China’s Former Internet Czar Investigated For Corruption

Lu Wei, the former head of China’s powerful Internet regulator, the Cyberspace Administration of China, is under investigation for suspected corruption, according to statements (in Chinese) issued by the ruling Communist Party’s disciplinary agency.

The latest senior official to be snared in an ongoing campaign against graft, Mr. Lu is being investigated for alleged "serious violations of discipline," the Central Commission for Discipline Inspection (CCDI) said in a statement issued late Tuesday, using a common euphemism to describe corruption.

The CCDI published a follow-up commentary Wednesday saying Lu Wei’s case shows the Party’s determination in pushing the anti-corruption campaign, and noted that Lu is the first senior government official, referred to as "tigers" in Chinese political campaign language, to be investigated for corruption since the 19th Communist Party Congress held last month.

Serving as China’s “Internet Czar” from 2014 to 2016, Lu was seen by many as the architect of China’s increasingly strict controls over online media and technology, effectively controlled what 700 million Chinese Internet users could view or do online. In the name of maintaining social stability, Lu took a hard line in demanding tough security checks on foreign-made technology products and limiting access to foreign Internet companies and social networks.

As such, gaining Lu’s favor was seen as critical for foreign technology companies hoping to gain access to China’s huge Internet market. Taking a higher-profile approach that most senior Chinese officials, Lu held well-publicized meetings with the chiefs of foreign technology and Internet companies, such as Apple CEO Tim Cook, Microsoft’s Satya Nadella, and Facebook founder Mark Zuckerberg.

When Lu visited Facebook Inc’s U.S. campus in 2014, Zuckerberg reportedly greeted Lu in Mandarin. Facebook, however, remains banned in China.

According to CCDI, Lu’s efforts to control the Internet may not have been firm enough. In its commentary posted on its website Wednesday, the CCDI said that under Lu the cyberspace administration did not carry out President Xi Jinping’s instructions in a "timely or resolute fashion."

“The improper use of power occurred on occasion, and the safeguarding of political security was not strong enough,” CCDI stated, without providing details on Lu’s wrongdoings.

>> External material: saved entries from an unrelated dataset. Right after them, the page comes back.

PR #391, opened 2019-09-03
FIX: Retain newlines in corrected LTA files

davhunt:


effigies:
To sketch out a test, you could probably just create a temporary directory with >=255 characters in the path, create a trivial NIfTI image, and use `lta_convert` to create an identity LTA with too-long filenames. Then you should be able to reproduce the segfault with `mri_vol2vol`, run a stub interface that uses this mixin to simply copy (and implicitly fix) the bad LTA file, and then successfully run `mri_vol2vol` with the result.

davhunt:
Um sure I can try, what code exactly am I trying to replace? Do you mean try to catch the exception here https://github.com/poldracklab/niworkflows/blob/e77e1ab0b01fc6f563d970314e1924ca83c8d81f/niworkflows/interfaces/registration.py#L235 maybe? Not sure exactly what you're saying.

oesteban:
So the (my) idea is:

1. Strip this block off of `_post_run_hook()` to a new function:

https://github.com/poldracklab/niworkflows/blob/65f70c5dfbcce6f6f5b8624895917e58f341ea66/niworkflows/interfaces/freesurfer.py#L203-L220

2. Add two LTA files to the project (one with a short filename and one with a long filename)

3. Write doctests for this new functions checking the two LTA files. The one with a short filename should remain untouched.

PR #396, opened 2019-09-13
Create separate "fix_lta_length" function to shorten filename headers > 255 characters in lta file

davhunt:


davhunt:
Hi @oestaban I'm trying to create the sample .lta's in the doctest with freesurfer's mri_coreg but I don't think $FREESURFER_HOME is set in the environment when the doctest runs. Any advice?

PR #401, opened 2019-09-24
ENH: Add ``copy_header`` inputs to some ANTs interfaces

oesteban:
This PR adds an input ``copy_header`` to the ``ImageMath`` and ``ThresholdImage`` interfaces because ANTs fails to produce images with appropriate x-form headers.

In particular, these changes are necessary for poldracklab/mriqc#803 to go forward.

In addition to the ``copy_header`` change, some PEP stylistic issues have been addressed.

### DIFF
--- a/niworkflows/interfaces/ants.py
+++ b/niworkflows/interfaces/ants.py
@@ -21,7 +21,7 @@ class _ImageMathInputSpec(ANTSCommandInputSpec):
     op2 = traits.Either(base.File(exists=True), base.Str, position=-1,
                         argstr='%s', desc='second operator')
     copy_header = traits.Bool(
-        True, mandatory=True, usedefault=True,
+        True, usedefault=True,
         desc='copy headers of the original image into the output (corrected) file')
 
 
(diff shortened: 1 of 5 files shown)


effigies:
Are we testing this anywhere downstream? `super()._list_outputs()` is not guaranteed to work for all interfaces, so that we're not getting coverage on these lines worries me. A cheap test that exercises this functionality for each interface would be nice.

effigies:
Otherwise, this looks good.

niworkflows/interfaces/ants.py
```diff
@@ -516,3 +534,16 @@ def _list_outputs(self):
...
             )
         return outputs
+
+
+def _copy_header(header_file, in_file, set_dtype=True):
+    """Copy header from input image to an output image."""
+    import nibabel as nb
+    in_img = nb.load(header_file)
+    out_img = nb.load(in_file, mmap=False)
+    new_img = out_img.__class__(out_img.get_fdata(), in_img.affine,
```
oesteban: @effigies - shouldn't this be using the `out_img.dataobj` instead?

effigies: I would. It shouldn't change the values, just skip a cast or two.

PR #403, opened 2019-09-24
TEST/RF: Separate LTA length fixing and add doctest

davhunt:
Follow-up to #391.


effigies:
Hi @davhunt, sorry about the very slow turnaround... I'm going to review this now,

niworkflows/interfaces/freesurfer.py
```diff
@@ -326,6 +314,54 @@ def _run_interface(self, runtime):
...
+    0
+    >>> subprocess.call(["lta_convert", "--inlta", "identity.nofile", "--src", short_name,
+    ... "--trg", short_name, "--outlta", "lta_file_2.lta"], stdout=devnull)
+    0
+    >>> fix_lta_length('lta_file_1.lta')
+    True
+    >>> fix_lta_length('lta_file_2.lta')
+    False
+    >>> shutil.rmtree('/Q')
+    >>> os.remove(short_path); os.remove('lta_file_1.lta'); os.remove('lta_file_2.lta')
```
effigies: The code looks fine, but all of this setup should not go in a doctest.

Just add the two LTA files in https://github.com/poldracklab/niworkflows/tree/master/niworkflows/tests/data, perhaps with names like `valid_transform.lta` and `long_path_transform.lta`.

Then you'll need to make the files available from a doctest here:

https://github.com/poldracklab/niworkflows/blob/c4ceb2ea570a30a406ea50c0d97a7374e596f6b8/niworkflows/conftest.py#L17-L33

I would use:

```Python
doctest_namespace['test_data'] = pkg_resources.resource_filename('niworkflows', 'tests/data')
```

Then your doctest can become something like:

```
""" Fix the length of the filename field in an LTA file if too long.

Updates file in place.

Examples
--------

No changes are made to a valid transform file:

>>> valid_transform = Path(test_data) / 'valid_transform.lta'
>>> orig_contents = valid_transform.read_text()
>>> fix_lta_length(valid_transform)
False
>>> valid_transform.read_text() == orig_contents
True

Invalid transform files are files with > 255 characters in any line:

>>> invalid_transform = Path(test_data) / 'long_path_transform.lta'
>>> orig_contents = invalid_transform.readtext()
>>> any(len(line) > 255 for line in orig_contents.splitlines(keepends=True))
True
>>> local_copy = Path('invalid.lta')
>>> local_copy.write_text(orig_contents)
>>> fix_lta_length(local_copy)
True
>>> local_copy.read_text() == orig_contents
False
"""
```

niworkflows/interfaces/freesurfer.py
```diff
@@ -205,19 +205,7 @@ def _post_run_hook(self, runtime):
...
-            for line in lines:
-                if line.startswith('filename = ') and len(line.strip("\n")) >= 255:
-                    fixed = True
-                    newfile.append('filename = path_too_long\n')
-                else:
-                    newfile.append(line)
-
-            if fixed:
-                Path(lta_file).write_text(''.join(newfile))
+        fix_lta_length(lta_file)
```
effigies: This should be inside the for loop.

```suggestion
            fix_lta_length(lta_file)
```

davhunt:
@effigies Should be good now!

effigies:
Yup! LGTM. Thanks for all your effort!

oesteban:
@davhunt could not keep up with the progress - thanks very much!

PR #407, opened 2019-09-30
ENH: Enable optional BIDS entity filtering to data collection utility

bpinsard:
related to https://github.com/poldracklab/fmriprep/pull/1770


niworkflows/utils/bids.py
```diff
@@ -161,6 +161,9 @@ def collect_data(bids_dir, participant_label, task=None, echo=None,
         't1w': {'datatype': 'anat', 'suffix': 'T1w'},
         'roi': {'datatype': 'anat', 'suffix': 'roi'},
     }
+    if bids_filters:
```
oesteban:
```suggestion
    bids_filters = bids_filters or {}
```

niworkflows/utils/bids.py
```diff
@@ -161,6 +161,9 @@ def collect_data(bids_dir, participant_label, task=None, echo=None,
...
+        for acq, entities in bids_filters.items():
```
oesteban:
```suggestion
    for acq, entities in bids_filters.items():
```

niworkflows/utils/bids.py
```diff
@@ -161,6 +161,9 @@ def collect_data(bids_dir, participant_label, task=None, echo=None,
...
+            queries[acq].update(entities)
```
oesteban:
```suggestion
        queries[acq].update(entities)
```

bpinsard:
It is already a dict of dict. It copies the hard-coded structure within collect data. The filter as to be per suffix (_bold, _T1w...) it is not applied to all.

bpinsard:
The following doctest should work.
`t1w` in collect_data is lowercase contrary to BIDS suffix.

```
>>> bids_root, _ = collect_data(str(datadir / 'ds051'), '01',
    ...                             bids_validate=False, bids_filters={'t1w':{'run': 1}})
    >>> bids_root['t1w']  # doctest: +ELLIPSIS
```

effigies:
Let's just do this and see if we need to update it.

The investigation of Lu is unlikely to signal a softening of China’s tight Internet control policies, which have tightened further under successor Xu Lin, who is seen as a close ally of President Xi.

In the past few months, Internet phone call and messaging service Skype has been unavailable on a number of app sites and on Apple’s app store. Whatsup, the mobile messaging app, was also inaccessible since September. The Chinese government has also cracked down on VPNs, a software tool that help users evade China’s internet firewall.